Среднее образование в России было, в общем, поставлено удовлетворительно и несомненно прогрессировало.
Бурление 1905 — революционного — года, то, что я слышал и у себя дома и в гимназии,— все это очень подхлестнуло мою мысль и общественно-политические интересы.
Убеждения человека растут в нем, как коралловые острова в океане. Долгие годы ничего не заметно на поверхности моря, долгое время ничего нет и на поверхности сознания, а между тем в темных глубинах морских, как и в глубинах нашего бессознательного «я», происходит таинственная строительная работа. Растут и крепнут коралловые рифы, растут и крепнут наши убеждения. И вот вдруг из глубин моря показываются очертания вновь народившегося острова, а мы — в нашем сознании — «находим» сложившиеся убеждения- Убеждения эти отнюдь не случайны — они складываются в каждом человеке в зависимости от его природы, от его сложной наследственности, от внешних влияний на него, от его собственных мыслей и переживаний. Эти органически зреющие убеждения питаются той средой, в которой живет человек с самого своего рождения. Многое из того, что входит в сознание, часто как бы бесследно исчезает в нем, но исчезновение это кажущееся: в глубинах подсознания происходит усвоение и созревание тех семян, которые в него запали и нашли подходящую для себя почву. Из глубин бессознательного тянутся новые ростки и достигают наконец поверхности дознания. Так зреют в нашей душе и добрые семена и плевелы...
В пятнадцать лет я не имел еще, конечно, установившихся политических убеждений, а только определенные задатки для них. Та атмосфера, в которую я попал в 1905 году, подействовала на мое сознание и подсознание, как теплица, ускоряющая рост и развитие растений. На мое счастье, потому что эпохи брожения чаще действуют на человека не как теплица, а как ломающий ураган.

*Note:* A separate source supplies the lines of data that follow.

PR #246, opened 2024-12-27
[BLM PVP] Movement Fix for requiring astral fire

edewen:
2 Bugs reported. 

1. When starting out, it forces you fire first even if you are trying to move. Ignoring the movement check waiting for astral fire. 

2. When moving, for some reason, when getting to umbral 3, instead of casting ice spells while moving, it was trying to cast fire spells and failing to operate. 

Removing this one tag, seems to have fixed both issues for me in testing.

### DIFF
--- a/WrathCombo/Combos/PvP/BLMPVP.cs
+++ b/WrathCombo/Combos/PvP/BLMPVP.cs
@@ -171,7 +171,7 @@ namespace WrathCombo.Combos.PvP
 
 
                     // Basic Spells
-                    return isMovingAdjusted && Config.BLMPVP_BurstButtonOption == 0 && hasAstralFire
+                    return isMovingAdjusted && Config.BLMPVP_BurstButtonOption == 0
                         ? OriginalHook(Blizzard)
                         : OriginalHook(actionID);
 


Kaeris-Tempest:
>     1. When starting out, it forces you fire first even if you are trying to move. Ignoring the movement check waiting for astral fire.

Когда я попал в гимназию и встретился с товарищами, кичившимися своими «политическими убеждениями», я яснее почувствовал, что таких оформленных убеждений у меня нет. Я, конечно, не сознавал тогда, что вызубренные и принятые на веру положения Маркса и Энгельса не являются настоящими, органически сложившимися и продуманными убеждениями.